* _GIVEN DATA_:
........

PR #1835, opened 2026-03-04
driver/pyvisa: extend Test and Measurement equipment support

Sabolik:
**Description**

Main purpose:

- Extend generic support for T&M instruments (SCPI based test & measurement equipment) using already existing pyvisa driver with appropriate backend (e.g. pyvisa-py)
- Add pyvisa remote access by introducing an agent wrapper module.
- Extend pyvisa driver with the option to select specific resource type (e.g. INSTR/SOCKET).
- Add remote client support.
- Introduce the tminstrument driver as high-level wrapper for low-level drivers, (pyvisa, usbtmc), with PowerProtocol support. Potentially replacing the standalone usbtmc driver.
- Add backend support for various laboratory instruments, e.g. convenient command wrapper for SCPI commands.

The implementation was tested only by using it with devices on our lab environment, both locally and remotely for following interfaces:

- TCPIP INSTR
- TCPIP SOCKET
- ASRL INSTR
- USB INSTR

**Checklist**
- [ ] Tests for the feature 

- [ ] PR has been tested

### DIFF
--- a/labgrid/driver/pyvisadriver.py
+++ b/labgrid/driver/pyvisadriver.py
@@ -21,7 +21,7 @@ class PyVISADriver(Driver):
 
     def on_activate(self):
         url = "" if self.pyvisa_resource.url == "" else f"::{self.pyvisa_resource.url}"
-        self.device_identifier = f"{self.pyvisa_resource.type}{url}::INSTR"
+        self.device_identifier = f"{self.pyvisa_resource.type}{url}::{self.pyvisa_resource.resource}"
         if isinstance(self.pyvisa_resource, NetworkPyVISADevice):
             host = self.pyvisa_resource.host
         else:
--- a/labgrid/driver/pyvisadriver.py
+++ b/labgrid/driver/pyvisadriver.py
@@ -63,6 +63,28 @@ class PyVISADriver(Driver):
         return self.proxy.query(self.device_identifier, self.pyvisa_resource.backend, cmd, timeout).rstrip()
 
     @Driver.check_active
+    def query_iterable(self, cmd, timeout=2000, **kwargs):
+        """
+        Sent the specified command to the instrument and read the response.
+
+        Args:
+            cmd (str): command to be executed
+            timeout (int): optional, I/O operation timeout in ms, default is 2000ms
+
+        Returns:
+            List[float]: response from the instrument, retunring list of float values (readings).
+        """
+        return self.proxy.query(
+            self.device_identifier,
+            self.pyvisa_resource.backend,
+            cmd,
+            timeout,
+            iterable=True,
+            is_ascii=True,
+            **kwargs
+        )
+
+    @Driver.check_active
     def identify(self):
         """
         Sent the identify command to the instrument and read the response.
--- a/labgrid/driver/pyvisadriver.py
+++ b/labgrid/driver/pyvisadriver.py
@@ -2,6 +2,8 @@ from importlib import import_module
 import attr
 
 from ..factory import target_factory
+from ..resource.pyvisa import NetworkPyVISADevice
+from ..util.agentwrapper import AgentWrapper
 from .common import Driver
 
 
@@ -13,22 +15,38 @@ class PyVISADriver(Driver):
     Args:
         bindings (dict): driver to use with PyVISA
     """
-
-    bindings = {"pyvisa_resource": "PyVISADevice"}
+    bindings = {"pyvisa_resource": {"PyVISADevice", "NetworkPyVISADevice"}}
 
     def __attrs_post_init__(self):
         super().__attrs_post_init__()
-        _py_pyvisa_module = import_module("pyvisa")
-        self._pyvisa_resource_manager = _py_pyvisa_module.ResourceManager(self.pyvisa_resource.backend)
-        self.pyvisa_device = None
+        self.wrapper = None
 
     def on_activate(self):
-        device_identifier = f"{self.pyvisa_resource.type}::{self.pyvisa_resource.url}::INSTR"
-        self.pyvisa_device = self._pyvisa_resource_manager.open_resource(device_identifier)
+        url = "" if self.pyvisa_resource.url == "" else f"::{self.pyvisa_resource.url}"
+        self.device_identifier = f"{self.pyvisa_resource.type}{url}::INSTR"
+        if isinstance(self.pyvisa_resource, NetworkPyVISADevice):
+            host = self.pyvisa_resource.host
+        else:
+            host = None
+        self.wrapper = AgentWrapper(host)
+        self.proxy = self.wrapper.load("visa_instrument")
 
     def on_deactivate(self):
-        self.pyvisa_device = None
+        self.wrapper.close()
+        self.wrapper = None
 
     @Driver.check_active
     def get_session(self):
-        return self.pyvisa_device
+        raise NotImplementedError('Deprecated, use command or query instead')
+
+    @Driver.check_active
+    def command(self, cmd):
+        self.proxy.write(self.device_identifier, self.pyvisa_resource.backend, cmd)
+
+    @Driver.check_active
+    def query(self, cmd):
+        return self.proxy.query(self.device_identifier, self.pyvisa_resource.backend, cmd)
+
+    @Driver.check_active
+    def identify(self):
+        return self.query("*IDN?")
--- a/labgrid/driver/pyvisadriver.py
+++ b/labgrid/driver/pyvisadriver.py
@@ -1,11 +1,9 @@
-from importlib import import_module
 import attr
 
 from ..factory import target_factory
 from ..resource.pyvisa import NetworkPyVISADevice
 from ..util.agentwrapper import AgentWrapper
 from .common import Driver
-
 
 @target_factory.reg_driver
 @attr.s(eq=False)
@@ -40,13 +38,36 @@ class PyVISADriver(Driver):
         raise NotImplementedError('Deprecated, use command or query instead')
 
     @Driver.check_active
-    def command(self, cmd):
-        self.proxy.write(self.device_identifier, self.pyvisa_resource.backend, cmd)
+    def command(self, cmd, timeout=2000):
+        """
+        Sent the specified command to the instrument.
+
+        Args:
+            cmd (str): command to be executed
+            timeout (int): optional, I/O operation timeout in ms, default is 2000ms
+        """
+        self.proxy.write(self.device_identifier, self.pyvisa_resource.backend, cmd, timeout)
 
     @Driver.check_active
-    def query(self, cmd):
-        return self.proxy.query(self.device_identifier, self.pyvisa_resource.backend, cmd)
+    def query(self, cmd, timeout=2000):
+        """
+        Sent the specified command to the instrument and read the response.
+
+        Args:
+            cmd (str): command to be executed
+            timeout (int): optional, I/O operation timeout in ms, default is 2000ms
+
+        Returns:
+            str: response from the instrument, with possible termination removed.
+        """
+        return self.proxy.query(self.device_identifier, self.pyvisa_resource.backend, cmd, timeout).rstrip()
 
     @Driver.check_active
     def identify(self):
+        """
+        Sent the identify command to the instrument and read the response.
+
+        Returns:
+            str: returns a comma-separated string with the information about the instrument (manufacturer, model, serial number, firmware version).
+        """
         return self.query("*IDN?")
--- a/labgrid/resource/pyvisa.py
+++ b/labgrid/resource/pyvisa.py
@@ -1,7 +1,7 @@
 import attr
 
 from ..factory import target_factory
-from .common import Resource
+from .common import Resource, NetworkResource
 
 
 @target_factory.reg_resource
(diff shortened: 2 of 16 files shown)


labgrid/driver/pyvisadriver.py
```diff
@@ -40,12 +40,12 @@ def get_session(self):
...
-    def command(self, cmd):
-        self.proxy.write(self.device_identifier, self.pyvisa_resource.backend, cmd)
+    def command(self, cmd, timeout=TIMEOUT_DEFAULT):
+        self.proxy.write(self.device_identifier, self.pyvisa_resource.backend, cmd, timeout)
 
     @Driver.check_active
-    def query(self, cmd):
-        return self.proxy.query(self.device_identifier, self.pyvisa_resource.backend, cmd)
+    def query(self, cmd, timeout=TIMEOUT_DEFAULT):
+        return self.proxy.query(self.device_identifier, self.pyvisa_resource.backend, cmd, timeout).rstrip()
```
Emantor, line 63: This `rstrip()` is added here, can you add a description to the commit why it was added?

labgrid/driver/pyvisadriver.py
```diff
@@ -1,11 +1,11 @@
-from importlib import import_module
 import attr
 
 from ..factory import target_factory
 from ..resource.pyvisa import NetworkPyVISADevice
 from ..util.agentwrapper import AgentWrapper
 from .common import Driver
 
+TIMEOUT_DEFAULT = 2000  # Default timeout for visa operations in ms
```
Emantor: I think I prefer having the default in the keyword arguments i.e.  `def command(self, cmd, timeout=2000)` and we also want a docstring which documents this to be in miliseconds.

labgrid/resource/pyvisa.py
```diff
@@ -11,10 +11,24 @@ class PyVISADevice(Resource):
 
     Args:
         type (str): device resource type following the pyVISA resource syntax, e.g. ASRL, TCPIP...
-        url (str): device identifier on selected resource, e.g. <ip> for TCPIP resource
+        url (str, default=''): optional device identifier on selected resource, e.g. <ip> for TCPIP resource
```
Emantor, line 14: Why can the default be changed to an empty string here? Is this not mandatory?

labgrid/resource/pyvisa.py
```diff
@@ -12,11 +12,13 @@ class PyVISADevice(Resource):
     Args:
         type (str): device resource type following the pyVISA resource syntax, e.g. ASRL, TCPIP...
         url (str, default=''): optional device identifier on selected resource, e.g. <ip> for TCPIP resource
+        resource (str, default='INSTR'): resource type, e.g. INSTR, SOCKET...
         backend (str, default=''): Visa library backend, e.g. '@sim' for pyvisa-sim backend
     """
 
     type = attr.ib(validator=attr.validators.instance_of(str))
     url = attr.ib(default="", validator=attr.validators.instance_of(str))
+    resource = attr.ib(default="INSTR", validator=attr.validators.instance_of(str))
```
Emantor: If there is a finite amount of resource type definitions we might want to extend the validator, but this can be added later.

Emantor (changes requested):
`remote: client: add remote pyvisa access` needs a commit message explaining why the change is done.

I wonder if the current `backend()` calling mechanic can't be simplified to be more explicit instead of inspecting the imported module backend and calling functions on it again. It looks like we are cramming a lot of calls through the `backend()` function, while we have the explicit module with function definitions for each instrument. Why not call the functions on the module directly?

labgrid/driver/pyvisadriver.py
Sabolik: The termination might differ among instruments. Another option might be to properly set the `read_termination `parameter of the resource, but I would rather keep `rstrip` for simplicity.

labgrid/driver/pyvisadriver.py
Sabolik: Agree. Thanks

labgrid/resource/pyvisa.py
Sabolik: No, it is optional. Some interfaces are fully specified by the `type` parameter, e.g. serial devices like `ASRL/dev/ttyACM0`.

labgrid/resource/pyvisa.py
Sabolik: It seems to be fixed based on the [VISA documantation](https://www.ni.com/docs/en-US/bundle/ni-visa/page/visa-resource-types.html?srsltid=AfmBOoppHIPT7WYekdZuaDpQIlThk6pFuw16zNUURTWOcXxi-rNO-xyq), but honestly I am not familiar with all of them, so I am not sure what are the consequences. But the most common are `INSTR` and `SOCKET` and `RAW`, might be good idea to create a validator for them.

labgrid/driver/usbtmcdriver.py
```diff
@@ -49,13 +49,13 @@ def on_deactivate(self):
...
         cmd = b2s(cmd.encode("ASCII") + b"\n")
-        self.wrapper.usbtmc(self.index, cmd, read=False)
+        self.wrapper.usbtmc(self.dev_index, cmd, read=False)
 
     @Driver.check_active
     def query(self, cmd, binary=False, raw=False):
         assert isinstance(cmd, str)
         cmd = b2s(cmd.encode("ASCII") + b"\n")
-        res = s2b(self.wrapper.usbtmc(self.index, cmd, read=True))
+        res = s2b(self.wrapper.usbtmc(self.dev_index, cmd, read=True))
```
gastmaier: is any change in this file really needed?

labgrid/util/agents/visa_instrument.py
```diff
@@ -0,0 +1,53 @@
...
+            _py_pyvisa_module = import_module('pyvisa')
+        except ModuleNotFoundError as e:
+            raise ModuleNotFoundError("pyvisa module not found, please install it") from e
+        else:
+            _pyvisa_resource_manager = _py_pyvisa_module.ResourceManager(backend)
+            if _pyvisa_resource_manager is None:
+                raise ValueError("pyVISA backend not found")
+            self._pyvisa_device = _pyvisa_resource_manager.open_resource(device_identifier)
+            if self._pyvisa_device is None:
+                raise ValueError("pyVISA device not found")
```
gastmaier: If any exception but ModuleNotFoundError, execution stops.
`else` only occurs if no exception, so the nested else seems unnecessary and gives the impression of another behavior.
If you are not suppressing ModuleNotFoundError anyway, but providing a more useful user message, maybe use `importlib`
Still, `import_module('pyvisa')` will raise a very similar message anyway, so the first two files, in this pattern, also look unnessary

```suggestion
        if not importlib.util.find_spec("pyvisa"):
            raise ModuleNotFoundError("pyvisa module not found, please install it")
		
        _py_pyvisa_module = import_module('pyvisa')
        _pyvisa_resource_manager = _py_pyvisa_module.ResourceManager(backend)
        if _pyvisa_resource_manager is None:
            raise ValueError("pyVISA backend not found")
        self._pyvisa_device = _pyvisa_resource_manager.open_resource(device_identifier)
        if self._pyvisa_device is None:
            raise ValueError("pyVISA device not found
```
I would say only catch ModuleNotFoundError/use importlib.util.find_spec if the dependency is truly optional and the execution continues even without the lib (e.g., has a fallback).

labgrid/util/agents/visa_instrument.py
```diff
@@ -0,0 +1,72 @@
...
+
+- Command, Query, Identify
+"""
+
+from importlib import import_module
+
+
+class VISAInstrument:
+    def __init__(self, device_identifier, backend, timeout):
+        try:
```
gastmaier: Same as last comment

labgrid/util/agents/visa_instrument.py
Sabolik: Thanks for proposal, adopted with some minor fixing.

labgrid/driver/usbtmcdriver.py
Sabolik: It seems to be needed. The reason is that the same attribute is used by `power` resource as power port identification. Power resource is directly supported by `tminstrument` driver while conflicting with low-level `usbtmc` driver (usbtmc device identification)

Sabolik: actually not needed. There was conflict between power driver implementation using USBTMC resource used locally in past in our lab, but this is not part of this PR.

Sabolik:
> > @threexc Did you find some time to test this?
> 
> I've been looking at it. I was able to do a basic test on my side with my SDG1032X and confirm it can communicate:
> 
> ```
> (venv) tgamblin@outpost:~/workspace/git/labgrid-power-up$ labgrid-client -c workbench/wb-client.yaml inst identify --name 'tm-inst-sdg1032x'
> Selected role main and place workbench from configuration file
> /usr/lib/python3/dist-packages/pyvisa_py/protocols/usbtmc.py:116: UserWarning: Unexpected MsgID format. Consider updating the device's firmware. See https://github.com/pyvisa/pyvisa-py/issues/20Expected message id was 2, got 46.
>   warnings.warn(
> Siglent Technologies,SDG1032X,SDG1XDFQ6R5627,1.01.01.33R
> ```
> 
> This is with the following exporter config for the device:
> 
> ```
>   wb-generator-1:
>     cls: 'PyVISADevice'
>     type: 'USB0'
>     url: '0xF4EC::0x1103::SDG1XDFQ6R5627::0'
>     backend: '@py'
> ```
> 
> and a client config like:
> 
> ```
>       - PyVISADriver:
>           name: 'sdg1032x-driver'
>           bindings:
>             pyvisa_resource: 'wb-generator-1'
>       - TMInstrument:
>           name: 'tm-inst-sdg1032x'
>           bindings:
>             inst: 'sdg1032x-driver'
> ```
> 
> Seems reasonable enough to me. My only major issue with this PR is that there are examples in the commits but not really any updates to the docs? It would be good to have decent examples of the exporter and client configs, along with example commands to run (the ones in some of the commit messages that I've been pointed at are probably enough).
> 
> @Sabolik, can you add another commit to reflect that?

- doc/configuration.rst: has been updated
- examples/tminstrument: added example with two instruments, tested
- labgrid-client usage example, I am unfortunatelly not sure where to put such example. There is generic `labgrid-client CLI` usage well docummented on `Manual Pages`.

Bastian-Krause:
Please open a separate PR for the USBVideoDriver change, it has nothing to do with the pyvisa changes.

Sabolik:
> Please open a separate PR for the USBVideoDriver change, it has nothing to do with the pyvisa changes.

accidentally pushed by me, but seems to be already [merged](https://github.com/labgrid-project/labgrid/pull/1827). Related commit removed from this PR.

jluebbe:
> ```yaml
> targets:
>   main:
>     resources:
>     - PyVISADevice:
>         name: dmm-rigol
>         type: "USB0"
>         url: "6833::3220::DM3O224500792::0"
>         backend: "@py"
>     drivers:
>     - PyVISADriver:
>         name: driver-visa-rigol-dmm
>         bindings: { pyvisa_resource : 'dmm-rigol'}
>     - TMInstrument: 
>           bindings: { inst : 'driver-visa-rigol-dmm' }
>           name: 'tm-inst-visa-rigol-dmm'
> ```

Why is PyVISADriver separate from TMInstrument? Do you expect cases where you have a single PyVISADriver instance but multiple TMInstrument drivers which are used alternatively, like SerialDriver+BareboxDriver/ShellDriver (where you switch the upper driver based on the software state of the target)?

There should be a good justification for the additional configuration complexity. :)

Sabolik:
> > ```yaml
> > targets:
> >   main:
> >     resources:
> >     - PyVISADevice:
> >         name: dmm-rigol
> >         type: "USB0"
> >         url: "6833::3220::DM3O224500792::0"
> >         backend: "@py"
> >     drivers:
> >     - PyVISADriver:
> >         name: driver-visa-rigol-dmm
> >         bindings: { pyvisa_resource : 'dmm-rigol'}
> >     - TMInstrument: 
> >           bindings: { inst : 'driver-visa-rigol-dmm' }
> >           name: 'tm-inst-visa-rigol-dmm'
> > ```
> 
> Why is PyVISADriver separate from TMInstrument? Do you expect cases where you have a single PyVISADriver instance but multiple TMInstrument drivers which are used alternatively, like SerialDriver+BareboxDriver/ShellDriver (where you switch the upper driver based on the software state of the target)?
> 
> There should be a good justification for the additional configuration complexity. :)

The Idea is slightly different. `TMInstrument` is high-level driver, with more low-level drivers supported and sharing the same API. Currently, [PyVISA and USBTMC driver](https://github.com/labgrid-project/labgrid/pull/1835/changes#diff-5e3dd36d509111b80e62344e1e91e35be10f1a23bb5b7184aa29305e513a4b89R27). On the other hand, `USBTMC` should be fully supported by `PyVISA`, so `UCBTMC` driver might be potentially deprecated.

Sabolik:
> > > ```yaml
> > > targets:
> > >   main:
> > >     resources:
> > >     - PyVISADevice:
> > >         name: dmm-rigol
> > >         type: "USB0"
> > >         url: "6833::3220::DM3O224500792::0"
> > >         backend: "@py"
> > >     drivers:
> > >     - PyVISADriver:
> > >         name: driver-visa-rigol-dmm
> > >         bindings: { pyvisa_resource : 'dmm-rigol'}
> > >     - TMInstrument: 
> > >           bindings: { inst : 'driver-visa-rigol-dmm' }
> > >           name: 'tm-inst-visa-rigol-dmm'
> > > ```
> > 
> > 
> > Why is PyVISADriver separate from TMInstrument? Do you expect cases where you have a single PyVISADriver instance but multiple TMInstrument drivers which are used alternatively, like SerialDriver+BareboxDriver/ShellDriver (where you switch the upper driver based on the software state of the target)?
> > There should be a good justification for the additional configuration complexity. :)
> 
> The Idea is slightly different. `TMInstrument` is high-level driver, with more low-level drivers supported and sharing the same API. Currently, [PyVISA and USBTMC driver](https://github.com/labgrid-project/labgrid/pull/1835/changes#diff-5e3dd36d509111b80e62344e1e91e35be10f1a23bb5b7184aa29305e513a4b89R27). On the other hand, `USBTMC` should be fully supported by `PyVISA`, so `UCBTMC` driver might be potentially deprecated.

Also, `TMInstrument` is meant to support some convenient functionality, like [Instruments set of commands](https://github.com/vzlu/labgrid_msa/tree/vzlu/pyvisa/labgrid/driver/tminstr). While `PyVISA` is kept as pure low-level read/write driver.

........

* _PROBLEM TO WORK ON_: Extract each line from the listing that holds the word "exception".

* _RESPONSE AREA_:
gastmaier: If any exception but ModuleNotFoundError, execution stops.
`else` only occurs if no exception, so the nested else seems unnecessary and gives the impression of another behavior.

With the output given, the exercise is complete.